Ashton Body ('24) Awarded 2024 General Education Prize
The Department of Anthropology at Harvard University is glad to share that Ashton Body (’24, Social Anthropology concentrator with a secondary in Global Health and Health Policy) has been selected as one of the recipients of the 2024 General Education Prize. There were many excellent submissions, but the Prize Committee was particularly impressed by her essay describing how GENED 1063 World Health transformed how she sees policy work, problem-solving and care.
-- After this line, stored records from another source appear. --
PR #7652, opened 2025-05-04
Fix Rust edition argument parser

narpfel:
* For `nightly` Rust (and 1.88+), the output format of `--help` was changed in https://github.com/rust-lang/rust/pull/140152.
  This PR changes the parser to parse the new format, so that edition overrides are selectable for `nightly` Rust. Note the `<>`:
  ```
          --edition <2015|2018|2021|2024|future>
                          Specify which edition of the compiler to use when
                          compiling code. The default is 2015 and the latest
                          stable edition is 2024.
  ```
* Rust <= 1.34 (and >= 1.31) support the 2018 edition, but the help message only includes `--edition` in verbose mode.

### DIFF
--- a/lib/compilers/argument-parsers.ts
+++ b/lib/compilers/argument-parsers.ts
@@ -845,7 +845,7 @@ export class RustParser extends BaseParser {
 
     static override async getPossibleEditions(compiler: BaseCompiler): Promise<string[]> {
         const result = await compiler.execCompilerCached(compiler.compiler.exe, ['--help']);
-        const re = /--edition ([\d|]*)/;
+        const re = /--edition <?([\w|]*)>?/;
 
         const match = result.stdout.match(re);
         if (match?.[1]) {
--- a/lib/compilers/argument-parsers.ts
+++ b/lib/compilers/argument-parsers.ts
@@ -844,7 +844,7 @@ export class RustParser extends BaseParser {
     }
 
     static override async getPossibleEditions(compiler: BaseCompiler): Promise<string[]> {
-        const result = await compiler.execCompilerCached(compiler.compiler.exe, ['--help']);
+        const result = await compiler.execCompilerCached(compiler.compiler.exe, ['--help', '-v']);
         const re = /--edition <?([\w|]*)>?/;
 
         const match = result.stdout.match(re);
--- a/test/compilers/argument-parsers-tests.ts
+++ b/test/compilers/argument-parsers-tests.ts
@@ -31,6 +31,7 @@ import {
     GCCParser,
     ICCParser,
     PascalParser,
+    RustParser,
     TableGenParser,
     VCParser,
 } from '../../lib/compilers/argument-parsers.js';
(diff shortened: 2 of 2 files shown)


lib/compilers/argument-parsers.ts
```diff
@@ -844,8 +844,8 @@ export class RustParser extends BaseParser {
     }
 
     static override async getPossibleEditions(compiler: BaseCompiler): Promise<string[]> {
-        const result = await compiler.execCompilerCached(compiler.compiler.exe, ['--help']);
-        const re = /--edition ([\d|]*)/;
+        const result = await compiler.execCompilerCached(compiler.compiler.exe, ['--help', '-v']);
+        const re = /--edition <?([\w|]*)>?/;
```
AbrilRBS, line 848: Is the `future` key new from 1.88 then?

AbrilRBS (commented):
Thanks!

Looks good to me, and local testing seems to show that it works as expected.

Could you apply this diff to your PR so that we add tests for the new regex? Thanks!

```diff
diff --git a/test/compilers/argument-parsers-tests.ts b/test/compilers/argument-parsers-tests.ts
index 77f68597e..ec4be3bae 100644
--- a/test/compilers/argument-parsers-tests.ts
+++ b/test/compilers/argument-parsers-tests.ts
@@ -31,6 +31,7 @@ import {
     GCCParser,
     ICCParser,
     PascalParser,
+    RustParser,
     TableGenParser,
     VCParser,
 } from '../../lib/compilers/argument-parsers.js';
@@ -262,3 +263,39 @@ describe('TableGen argument parser', () => {
         ]);
     });
 });
+
+
+describe('Rust editions parser', () => {
+    it('Should extract new format editions', async () => {
+        // From Rust 1.88 output
+        const lines = [
+            'USAGE: rustc [OPTIONS]',
+            '',
+            'OPTIONS:',
+            '',
+            '        --edition <2015|2018|2021|2024|future>',
+            '                        Specify which edition of the compiler to use when',
+            '                        compiling code. The default is 2015 and the latest',
+            '                        stable edition is 2024.'
+        ];
+        const compiler = makeCompiler(lines.join('\n'))
+        const editions = await RustParser.getPossibleEditions(compiler)
+        expect(editions).toEqual(['2015', '2018', '2021', '2024', 'future']);
+    });
+
+    it('Should extract old format editions', async () => {
+        // From Rust 1.30 with verbose output
+        const lines = [
+            'USAGE: rustc [OPTIONS]',
+            '',
+            'OPTIONS:',
+            '',
+            '        --edition 2015|2018',
+            '                        Specify which edition of the compiler to use when',
+            '                        compiling code.'
+        ];
+        const compiler = makeCompiler(lines.join('\n'))
+        const editions = await RustParser.getPossibleEditions(compiler)
+        expect(editions).toEqual(['2015', '2018']);
+    });
+})
```

lib/compilers/argument-parsers.ts
narpfel: `future` is perma-unstable (`nightly` only) and intended to receive features for a future edition when they’re ready, even if the next edition isn’t named yet (similar to `-std=c++2x` for GCC/clang), see https://github.com/rust-lang/rust/blob/243c5a35e18b2634892fe7091d5ee888a18f77f5/compiler/rustc_span/src/edition.rs#L26-L35 and https://github.com/rust-lang/rust/pull/137606.

I don’t know if there’s currently any difference to 2024, so including `future` is currently mostly for completeness’ sake.

mattgodbolt (approved):
Happy to merge and iterate. thanks all

mattgodbolt:
Not sure how to test, but Rust still works in staging

mattgodbolt:
Now live

Issue #7647, opened 2025-05-04
[BUG]: Timing chart only works in dark and light theme (not in system theme)


gerph:
### Describe the bug

When I'm in system theme mode (where I'm configured to automatic in Firefox, using the macOS non-dark mode), the text and chart lines on the timing are white, on white, so they cannot be seen. (If I go to dark or light mode in the settings, everything is good).

### Steps to reproduce

1. Use a canned example.
2. Ensure that System theme is configured:

<img width="1224" alt="Image" src="https://github.com/user-attachments/assets/4241f856-356a-4320-ba7c-4dbd292c5fd3" />

3. Click on the Timing icon:

<img width="500" alt="Image" src="https://github.com/user-attachments/assets/099d38f0-7b19-4bc3-9aa2-d407d62d0fa1" />

4. Change settings to dark mode in CE, and click the timing icon:

<img width="500" alt="Image" src="https://github.com/user-attachments/assets/e287b7fc-ac9e-4871-9178-971be39b95a7" />

5. Change settings to light mode in CE, and click the timing icon:

<img width="500" alt="Image" src="https://github.com/user-attachments/assets/686158de-d92e-4bfe-8129-1df95c973cba" />

6. Change back to System theme and click the timing icon and get the same as 3.

### Expected behavior

The chart in step 3 should be the same as the chart in step 5.

### Reproduction link

Not applicable

### Screenshots

Screenshort provided inline.

### Operating System

macOS 12.7.6

### Browser version

Firefox 137.0.2

AbrilRBS:
Thanks for taking the time to report this @gerph 

The issue here was that the timing widget did not take into account the system theme at all.

I've proposed https://github.com/compiler-explorer/compiler-explorer/pull/7653 to fix this issue :)

PR #7653, opened 2025-05-04
Fix system light theme timing widget visibility

AbrilRBS:
Closes https://github.com/compiler-explorer/compiler-explorer/issues/7647

Fixed timing widget for light system:
Captura de pantalla 2025-05-04 a las 23 32 11

Also made the pink theme use the default chart.js colours, as I think they have more contrast than white-on-pink


mattgodbolt (approved):
Seems like there ought to be a better way to do this but...if this fixes things :)

mattgodbolt:
This is now live

PR #7656, opened 2025-05-07
Add Porffor JS compiler

lleyton:
[Porffor](https://porffor.dev/) is a work in progress AOT JS compiler targeting WASM and native architectures.

Note: The example/default JS contains V8 intrinsics which aren't supported in Porffor, leading to an immediate compile error when switching the compiler to Porffor, until the user removes them. I'm unsure whether I should modify it, so deferring on that.

### DIFF
--- a/etc/config/javascript.amazon.properties
+++ b/etc/config/javascript.amazon.properties
@@ -1,4 +1,4 @@
-compilers=&v8
+compilers=&v8:&porffor
 defaultCompiler=v8trunk
 
 group.v8.compilers=v8trunk:v8113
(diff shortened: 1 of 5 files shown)


mattgodbolt:
We'll need a way to invoke `node` somehow as the executable that's unpacked isn't an executable, it's a shell script that assumes it can run `node` (which isn't on the path in general; and if it was would vary as we update components etc).

Is there a best practice for node like this? For our python-based things we use a "virtual env" so we know on installation which version things will use.

CanadaHonk:
Hey, Porffor dev here, I think the best practice is to just install Node's LTS version, it should work with ~all projects afaik. Not sure how that would look here though.

mattgodbolt:
Also...on my local dev machine where I _do_ have `node` on the path:

```
bollo:/o/c/porffor-0.57.24 $ ./porf
node:internal/modules/esm/resolve:857
  throw new ERR_MODULE_NOT_FOUND(packageName, fileURLToPath(base), null);
        ^
Error [ERR_MODULE_NOT_FOUND]: Cannot find package 'acorn' imported from /opt/compiler-explorer-old/porffor-0.57.24/compiler/parse.js

```

... so it seems like we can't "just" unpack and run with `node`?

mattgodbolt:
@CanadaHonk perhaps we need a "proper" `npm` installer type like we do for python packages (where we make a virtual env). I don't know if node supports this kind of "hermetic" install - do you have any experience? Have you had any success on your side?

lleyton:
Just merged in https://github.com/CanadaHonk/porffor/pull/263, which should build binaries including the runtime + all dependencies. Maybe that would be useful for this?

PR #7661, opened 2025-05-07
Add kotlinx.coroutines to Android Kotlin

kevinjeon-g:
This covers library versions 1.10.2, 1.9.0, 1.8.1, 1.7.3, and 1.6.4, which are the latest releases for each major version. dex2oat uses Kotlin 1.9.20 under the hood, so 1.9.0 is the latest kotlinx.coroutines release supported. (1.10.2 can still be used for kotlinc).

### DIFF
--- a/etc/config/android-kotlin.amazon.properties
+++ b/etc/config/android-kotlin.amazon.properties
@@ -358,7 +358,7 @@ compiler.android-kotlinc-1400.runtime=/opt/compiler-explorer/jdk-15.0.2/bin/java
 
 defaultCompiler=kotlin-dex2oat-latest
 
-libs=android-api-stubs:r8-keepanno:androidx-annotation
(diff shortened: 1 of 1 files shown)


kevinjeon-g:
This relies on https://github.com/compiler-explorer/infra/pull/1607 to work!

junlarsen (approved):
Cool! Do you think it makes sense to also add them for Kotlin/JVM? I think Coroutines is one of the libraries that are of most interest on CE

kevinjeon-g:
> Cool! Do you think it makes sense to also add them for Kotlin/JVM? I think Coroutines is one of the libraries that are of most interest on CE

Yes, I can upload something for this sometime this week!

mattgodbolt:
Appears to work in staging (though I'm not really sure how to test)

kevinjeon-g:
Thank you both for the quick turnaround! It looks like `kotlinx.coroutines` isn't available, but maybe the library hasn't been picked up yet.

PR #7674, opened 2025-05-11
Remove top-level global for base directory

mattgodbolt:
Wasn't sure how to test this so ... @jeremy-rifkin can you take a look please? :)

### DIFF
--- a/lib/assert.ts
+++ b/lib/assert.ts
@@ -36,14 +36,16 @@ export function setBaseDirectory(base_url_path: URL) {
     ce_base_directory = base_url_path.pathname;
 }
 
-function removeFileProtocol(path: string) {
+// Explicitly export for testing purposes - not part of the public API
+export function removeFileProtocol(path: string) {
     if (path.startsWith(filePrefix)) {
         return path.slice(filePrefix.length);
     }
     return path;
 }
 
-function check_path(parent: string, directory: string) {
+// Explicitly export for testing purposes - not part of the public API
+export function check_path(parent: string, directory: string) {
     // https://stackoverflow.com/a/45242825/15675011
     const relative = path.relative(parent, directory);
     if (relative && !relative.startsWith('..') && !path.isAbsolute(relative)) {
@@ -52,7 +54,8 @@ function check_path(parent: string, directory: string) {
     return false;
 }
 
-function get_diagnostic() {
+// Explicitly export for testing purposes - not part of the public API
+export function get_diagnostic() {
     const e = new Error();
     const trace = parse(e);
     if (trace.length >= 4) {
--- a/lib/assert.ts
+++ b/lib/assert.ts
@@ -28,6 +28,11 @@ import path from 'node:path';
 import {isString} from '../shared/common-utils.js';
 import {parse} from '../shared/stacktrace.js';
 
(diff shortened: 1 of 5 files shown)


jeremy-rifkin (approved):
Changes LGTM, I think the change to `pathname` does change how things would behave but I'm not sure that actually matters in the context of file URLs in nodejs

mattgodbolt:
The change to pathname is from `URL.pathanem` to just storing the pathname, right?

jeremy-rifkin:
Yeah, it looks like previously `.pathname` was called on `parent` and now it's called on the base path, not sure if that actually changes anything though

lib/assert.ts
```diff
@@ -28,18 +28,24 @@ import path from 'node:path';
...
         return path.slice(filePrefix.length);
     }
     return path;
 }
 
-function check_path(parent: URL, directory: string) {
+function check_path(parent: string, directory: string) {
     // https://stackoverflow.com/a/45242825/15675011
-    const relative = path.relative(parent.pathname, directory);
+    const relative = path.relative(parent, directory);
```
mattgodbolt, line 48: we used to pass "parent.pathname" here (it was a URL); and now I just store the string (as we don't care about it being a URL as far as I can tell)

mattgodbolt:
Any suggestion how to test it? I'm not really sure what' it's doing ? :)

lib/assert.ts
jeremy-rifkin: Oh I see, parent is always the base dir. All good it seems :)

jeremy-rifkin:
I think this would best be tested by exporting `function get_diagnostic()` and testing the result of that somewhere. It might be slightly annoying as it may differ between systems.

mattgodbolt:
Do you know what it's supposed to do? "            // Just out of an abundance of caution..." is the only clue

jeremy-rifkin:
It was meant to get the line of an assertion failure by parsing the result of https://developer.mozilla.org/en-US/docs/Web/JavaScript/Reference/Global_Objects/Error/stack

mattgodbolt:
Got it: thanks!

test/assert-tests.ts
```diff
@@ -0,0 +1,211 @@
...
+
+import {assert, check_path, removeFileProtocol, setBaseDirectory, unwrap, unwrapString} from '../lib/assert.js';
+
+describe('Assert module', () => {
+    // Reset the base directory for each test
+    beforeEach(() => {
+        setBaseDirectory(new URL('file:///test/path/'));
+    });
+
+    describe('setBaseDirectory', () => {
```
mattgodbolt, line 35: @jeremy-rifkin do me another favour...does this (and the rest of the file) look sane to you. I let the AI run riot a bit...

jeremy-rifkin: I think this file looks broadly fine to me, I think there are a bunch of things in assert.ts that will need to be exported

mattgodbolt: Yeah I just had an argument with claude about that (then left it to fix while I walked the dog)

mattgodbolt:
staging came up ok

mattgodbolt:
This is now live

We hope you will join us in congratulating Ashton on this honor.
Based on Ashton’s work in the Cambridge Afterschool program and passion for youth development, her final project for a GenEd course she completed in Spring 2022 was a children's book titled "Bluey's Big Worries" about a fish with anxiety that she wrote and illustrated, designed to provide young people and educators with a fun, accessible, and colorful way to bring mental health and various toolkits into everyday discourse. From this project, with Professor Goldie's support, this book is turning into a multi-book series accompanied with a curriculum pack for educators, resources for young people and families, and more. For the GenEd prize, Ashton submitted a reflection essay on the experience has shaped Ashton and her aspirations as a pediatrician. Taking Professor Andi Wright's Care in Critical Times this semester, Ashton shares that she has been able to think about children's mental health and development not only through a global health lens but also an anthropological one - working to design a curricular pack centered around storytelling as a form of care. All projects mentioned above culminated from the same fundamental belief in medicine as a toolkit for social justice and a pursuit of health equity through various pathways all rooted in community voice and partnership.
Ashton shares with us:
"Bluey's Big Worries," a children's book about mental health that I created for GenEd 1063 World Health: Challenges and Opportunities, came from caring for some very special people in the Cambridge Afterschool Program, collaboration with a dear mentor Professor Sue Goldie and the Global Health Education and Learning Incubator team, and years of support from the Anthropology department and my mentors who I am forever indebted to (like my thesis advisor Salmaan Keshavjee). These teachings--to lead with care, humility, and curiosity--shape how I approach community partnership and the pursuit of health equity, and I am so grateful to learn in such a wonderful community. I deeply believe in the power of storytelling and am excited to see where these adventures take me in medicine, advocacy, and beyond.